# Wie steht ihr dem Telefonieren gegenüber?



## watercooled (27. März 2014)

*Wie steht ihr dem Telefonieren gegenüber?*

Mich würde es mal interessieren wie ihr dem Thema Telefonieren gegenüber steht.

Telefoniert ihr gerne? Wie oft am Tag? Wie lange? Habt ihr überhaupt ein Telefon?
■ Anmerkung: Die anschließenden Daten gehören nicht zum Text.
Issue #477, opened 2026-09-13
[Stage 6] quoin-measurement-graph loader: the filesystem boundary for the governed graph portfolio


kreneskyp:
Wave 10 of the Stage 6 measurement port. Ports `graph-portfolio-load.ts` (168) — the filesystem boundary for the governed graph portfolio.

**Blocked on #385.** Needs `quoin_graph_analysis::{load_graph_analysis_input, analyze_fan_out, analyze_churn, analyze_change_impact}`.

Gate: `buildGovernedGraphPortfolio` end-to-end byte-identical.

Trace: FR-100-AC-4.

Parent: #373

kreneskyp:
Follow-up found by wave 11 (quoin#478): `make lint` went red across the whole repository from PR #494 onward.

`tests/fixtures/graph-loader-tree/delta/graph/export.json` is a deliberately truncated document — a single opening brace — so that `tc_477_011_graph_refusal_verdicts` can measure the verdict the loader gives an export a schema validator rejects. That is the right fixture. But `prettier --check .` cannot parse it, so the run **errored** rather than reporting a diff, and every file after it went unchecked. Twenty-seven sibling goldens and fixtures from #469, #470, #476 and #477 were reported unformatted by the same run.

The gate did not catch it at merge because the repo's test workflows are `workflow_dispatch:` only, and I reviewed #494 with the cargo gates rather than `make lint`. My miss, recorded here rather than absorbed.

Fixed in PR #497 on the rule `.prettierignore` already stated for earlier goldens: `tests/goldens/`, `tests/fixtures/` and vendored `schemas/` are evidence and are ignored; `oracle/*.mjs` and `DIVERGENCE.md` are source and prose and stay formatted. I verified no golden byte was rewritten — the PR touches no file under any `tests/goldens/` directory — and that every `.mjs` change is line-wrapping only, with no semantic token added or removed, so no captured oracle was invalidated.

PR #492, opened 2026-09-13
feat(rust): port graph analysis to quoin-graph-analysis (#385)

### LINKED ISSUE #385: [Quoin#385] [Stage 5] quoin-graph-analysis: fan-out, churn, change-impact
Port `src/graph-analysis/` (1,373 lines, 5 files) to a Rust crate `rust/quoin-graph-analysis`.

Cycle-free. The only Stage 5 directory with a consumer outside `src/commands/` — `src/measurement/graph-portfolio-load.ts:3` imports `analyzeChangeImpact`, `analyzeChurn`, `analyzeFanOut`, `loadGraphAnalysisInput`. **That is the independent-shipping argument for it being its own crate**, and it also means Stage 6's `measurement-graph` depends on this one. Land this before that.

## One shared decision, recorded in both leaf tickets

This crate needs exactly four types from auditor — `AuditReport`, `Finding`, `UnevaluatedCheck`, `Severity` (`src/auditor/audit.ts:38-144`) — and nothing else. Three other places want the same four: `src/assurance/graph.ts:14`, `src/graph-analysis/analysis.ts:3`, `src/graph-analysis/input.ts:5`, `src/change-assurance/types.ts:1`.

Once #376 lands, depending directly on `quoin-auditor` is *legal* — no cycle. It is just heavy: a leaf view crate would pull a 1,800-line engine crate to name four structs. **Recommend a small `quoin-finding-types` crate** holding those four. Cheap, and it keeps the view crates genuinely leaf. Not a blocker either way — decide it once, in whichever of these two tickets is picked up first, and make the other follow.

## Seams
One filesystem seam, and it is the whole IO surface: `src/graph-analysis/load.ts:3` imports `existsSync, readFileSync`, used at `:90` (existence probe), `:102` (`JSON.parse(readFileSync(...))`), `:175` (raw read). One trait: `GraphInputReader`. `analysis.ts`, `input.ts` and `render.ts` are pure functions.

No subprocess. No network. No `process.env` or `process.cwd`.

Value-level outbound edges to watch when wiring: `load.ts:7` (`bindingsPath`, `STORE_SCHEMA_VERSION` from evidence), `load.ts:9` (`parseAssurance` from quire), `render.ts:3` (`canonicalJson` from evidence). `canonicalJson` and `STORE_SCHEMA_VERSION` come from `quoin-store` (#380), so this crate depends on it.

## Generic vs quoin-specific
The algorithms are generic — `analysis.ts:154 analyzeFanOut`, `:197 analyzeChurn`, `:263 analyzeChangeImpact` are fan-out, churn and reverse-reachability over a graph; only their input types are quire-shaped. So are the canonicalizers `input.ts:178 canonicalizeAcceptedAssurancePremises` and `:202 canonicalizeAuditReport`.

Do not let those canonicalizers grow a second serialization implementation: they must call `quoin-store`'s single digest/canonical-JSON function (#380), not their own. One canonical form in the program, not two that agree by coincidence.

Naming note: `analysis.ts:523 selectedCorpusEdges` and `:529 AssuranceCorpusRelation` use "corpus" to mean *spec-corpus graph edges*, not evidence-corpus accounting. Not the corpus-accounting capability EA owns; do not route it there.

## Acceptance
- fan-out, churn and change-impact results identical to TS on a golden corpus, exact
- canonical output byte-identical, and produced by `quoin-store`'s function rather than a local one
- IO behind one trait; the analysis functions take in-memory inputs
- clippy clean at `-D warnings`

---

kreneskyp:
Ports `src/graph-analysis/` — 1,373 lines across five files — to
`rust/crates/quoin-graph-analysis`, the Stage 5 blocker for Wave 10.

## What landed

3,559 lines of Rust in eighteen modules, plus 957 lines of tests and a
one-time oracle capture.

```
src/lib.rs                     66
src/error.rs                  224   QGA-1001..1003, one thiserror enum
src/ids.rs                    304   newtypes, Ord from cmp_utf16
src/input.rs                  100   the three input contracts
src/json.rs                   268   the ONE canonical bridge
src/load.rs                   167   the ONE filesystem seam
src/render.rs                 249   canonical JSON + markdown
src/analysis/mod.rs            28
src/analysis/draft.rs         233   base()/finish(), gaps
src/analysis/fan_out.rs        68
src/analysis/churn.rs         155
src/analysis/impact.rs        312
src/analysis/paths.rs         170   shortestReversePaths + its heap order
src/model/mod.rs               44
src/model/premises.rs         225
src/model/audit.rs            309
src/model/binding.rs          249
src/model/report.rs           388
```

Largest module 388 lines; nothing over the 500-line soft ceiling, so
`tests/tc_385_module_sizes.rs` ships with both
`ALLOWED_ABOVE_HARD_CEILING` and `OVER_SOFT_CEILING` empty.

## Acceptance

* **Fan-out, churn and change impact identical to the TypeScript, exact.**
  `tests/goldens/graph-analysis.json` was captured **once**, from
  `src/graph-analysis/`, at `c55d256`: 21 analysis cases × 3 views × 2
  renderings, 30 input-contract cases, 13 loader cases. Both the canonical
  JSON and the markdown are compared **byte for byte**.
* **Canonical output produced by the store's canonicalizer.**
  `quoin_store::canonical_json_bytes` writes every byte and
  `quoin_store::canonicalize_jcs` computes every sort key.
  `tests/tc_385_one_canonical_json.rs` reads the source tree and asserts
  that those calls happen in `src/json.rs` and nowhere else, and that no
  module has grown a `to_string_pretty`, a `PrettyFormatter` or a member
  sort of its own. It carries a floor, so it fails rather than passing on
  an empty tree.
* **IO behind one trait.** `GraphInputReader` has one method, `read`. The
  retained `existsSync` probe is gone: absent-vs-unreadable is
  `ErrorKind::NotFound` on the read itself, which is the same distinction
  one syscall earlier and without the window between the two calls.
* **clippy clean at `-D warnings`**, `cargo fmt --check` clean,
  `cargo test --workspace` green.

The capture script lives under `oracle/` rather than `examples/` so it is
visibly the thing FR-101-AC-5 deletes at the Stage 5 cutover commit. No
test runs node; the TypeScript is not a runtime oracle.

## Ordering

Every `compare()` in the retained source is JavaScript `<` on strings —
UTF-16 code-unit order, which is not Rust's `str: Ord` above the BMP. Every
id newtype takes its `Ord` from `quoin_store::json::order::cmp_utf16`, so a
`BTreeMap` keyed on one *iterates* in the order the oracle sorts in rather
than being sorted afterwards. `GraphGap` and the churn event key carry
hand-written `Ord` for the same reason: `BTreeSet<GraphGap>` **is**
`uniqueGaps`, and `BTreeMap<EventKey, _>` **is** `eventOrder`.

## Declared divergence (one, and it fires)

`stableKey` (`input.ts:274`) is `JSON.stringify(canonical(v))`. That equals
RFC 8785 JCS for every document this crate sorts **except** one carrying a
member name that is an ECMAScript array index: a JavaScript object emits
integer-like names first, in ascending numeric order, whatever order they
were inserted in. This crate calls `quoin_store::canonicalize_jcs` rather
than grow a third serializer to reproduce a property-order rule.

The corpus carries a rung built to see it —
`audit/array-index-passthrough-order`, two findings alike but for
passthrough members named `2` and `10` — and `DECLARED_DIVERGENCES` fails
if that case ever stops disagreeing.

## Not a divergence, and why

`canonicalizeBindings` (`load.ts:417`) sorts on six levels; the last two
compare `JSON.stringify(symbols)` and `JSON.stringify(affirmations ?? [])`,
in JavaScript insertion order over `.passthrough()` objects. Reproducing
that would mean carrying every undeclared member of every binding, and its
byte order on disk, to break a tie that decides nothing.

It decides nothing because binding order is not observable: fan-out
accumulates into sets, churn keys events by `(obligation, who, commit,
note)`, change-impact reads only `suite` from the first binding of each
pair. `tests/tc_385_binding_order_is_not_observable.rs` asserts that
directly, permuting every corpus case's bindings three ways and requiring
all three views to come out identical. That is a stronger statement than
the tie-break, and unlike a `DECLARED_DIVERGENCES` entry it can fail — an
entry for a divergence with no observable effect could never fire.

Refusal **wording** is not compared, per quoin#403 and the `tc_470`
precedent: the verdict and the named input are contractual, the prose is
not.

## Defects found in already-merged code, fixed here

Both are reported so they can be noted on the tickets that shipped them.

1. **quoin#474 — `quoin_quire::model` re-exported half a type graph.** The
   list named `AssuranceArtifact`, `AssuranceLocator`,
   `AssuranceModulePremise`, `AssuranceObligation`, `AssuranceRelation`,
   `AssuranceSchemaPremise` and `AssuranceSymbol`, but not
   `AssuranceRelationKind`, `AssuranceRelationObservation`,
   `AssuranceResolution`, `AssuranceFreshness`, `RelationAvailability`,
   `RelationKindAvailability` or `RelationKindSource` — all reachable from
   `AssuranceExport`'s public fields. A consumer could hold an export and
   not name the enum in its `relations`, forcing it past the module the
   re-export exists to be. Fixed by completing the list.

2. **quoin#384/#385 — a closed `Severity` would have made the port
   stricter than the source.** This branch first declared
   `Finding::severity` as a closed `low|medium|high` enum, matching
   `src/auditor/audit.ts:34`. `quoin-assurance`'s captured golden corpus
   carries a finding with `severity: "error"`, which the retained
   implementation reads without complaint — TypeScript's types are not
   runtime checks, and `build_case` never reads the field. A reader
   stricter than the one it replaces refuses input that already exists, so
   `severity` travels in `other` like every other undeclared member and
   the closed vocabulary is stated exactly once, at the graph view's own
   audit contract (`src/graph-analysis/input.ts:52`), where the zod enum
   states it.

## Naming

`analysis.ts:523 selectedCorpusEdges` and `:529 AssuranceCorpusRelation`
use "corpus" for **spec-corpus graph edges**, not evidence-corpus
accounting. `analysis::impact::selected_corpus_edges` carries that warning
at its own definition.

## Not touched

No TypeScript. `src/graph-analysis/` is unchanged, `corpus/` is unchanged,
no pin weakened, no lint relaxed, no test deleted.

Closes #385


kreneskyp:
## Review — approved, merging

Gates re-run independently at `b16d390` on a clean worktree: `CLIPPY_EXIT=0`, `TEST_EXIT=0`, 123 test binaries, zero `.ts` files. 18 modules, largest 388 lines, **both** census allow-lists empty.

This ticket is what W10 (#477) was blocked on.

### The `severity` near-miss is the most valuable thing here

The port started by declaring `Finding::severity` as a closed `low|medium|high` enum, matching `src/auditor/audit.ts:34`. The workspace gate then refused a finding `build_case` has always accepted. I measured the retained data myself rather than take the report: it carries **`error` ×21, `advisory` ×4, `warning` ×3** — **not one value from the TypeScript's declared union**. Closing that vocabulary would have refused every retained finding in the assurance corpus.

A TypeScript type is not a runtime check, and `build_case` never reads the field. `severity` travelling in `other`, with the closed vocabulary stated once at the graph view's own audit contract where a zod enum actually enforces it, is the correct resolution: the retained data wins over the declared type. I have relayed this hazard to the Stage 5 auditor wave, since `audit.ts:34` is where that enum originates.

### The #474 re-export gap, fixed rather than worked around

`quoin_quire::model` re-exported only the part of the type graph a caller had needed first, so a consumer could hold an `AssuranceExport` and not name the enum inside its own `relations` — it would have had to reach past the module the re-export exists to provide. Seven types added, nine lines, with the reason in a comment. Minimal and in the right place. Noting it on #474.

### Declaring versus proving, decided correctly in both directions

**Declared (one, and it fires):** `stableKey` is `JSON.stringify(canonical(v))`, which equals RFC 8785 JCS except where a member name is an ECMAScript array index — JS emits integer-like names first and ascending regardless of insertion order. Calling `quoin_store::canonicalize_jcs` rather than growing a third serializer for that one rule is right, and the corpus rung `audit/array-index-passthrough-order` makes the must-have-fired assertion real rather than nominal.

**Not declared, deliberately:** `canonicalizeBindings`' last two tie-break levels compare `JSON.stringify` over passthrough objects in insertion order. The PR's reasoning is exactly right and worth quoting: *a divergence with no observable effect could never fire, and a declaration that cannot fire is a claim about nothing.* So instead of an inert register entry, `tc_385_binding_order_is_not_observable` permutes every case's bindings three ways and asserts all three views come out byte-identical — a property asserted where it **can** fail. Proving unreachability beats declaring it, and this is the second wave in a row to make that call correctly.

### Corpus

`tests/goldens/graph-analysis.json`, captured once from the TypeScript at `c55d256` and frozen: 21 analysis cases × 3 views × 2 renderings (canonical JSON **and** markdown, both byte-compared), 30 input-contract cases, 13 loader cases. No test spawns node (FR-101-AC-5). One filesystem seam behind one trait; the analysis functions take in-memory inputs.

No TypeScript touched, `corpus/` untouched, no pin or lint weakened.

Ich persönlich hasse es abgrundtief zu telefonieren. 
In zeiten von eMail, Whatsapp und sonstwas ist sowas mMn auch überflüssig.
Wer etwas dringendes von mir will der soll schreiben oder persönlich vorbei kommen.


----------



## Incredible Alk (27. März 2014)

*AW: Wie steht ihr dem Telefonieren gegenüber?*



watercooled schrieb:


> Telefoniert ihr gerne? Wie oft am Tag? Wie lange? Habt ihr überhaupt ein Telefon?


 
Nein. 
Äußerst unterschiedlich - 0x (Optimalfall) bis 50x (Jemand reißt mir mein Bürotelefon auf der Arbeit ab).
Üblicherweise weniger als 30 Sekunden weil meist nicht mehr nötig ist um etwas schnell zu klären.
Ja... drei. Eins im Büro, ein Firmenhandy und mein privater Anschluss zu Hause. Nutzungshäufigkeit: 90% - 9% - 1%


----------



## CL4P-TP (27. März 2014)

Ich hasse es nicht, aber ich finde es weit Praktischer zu schreiben, als mit ner Person zu reden.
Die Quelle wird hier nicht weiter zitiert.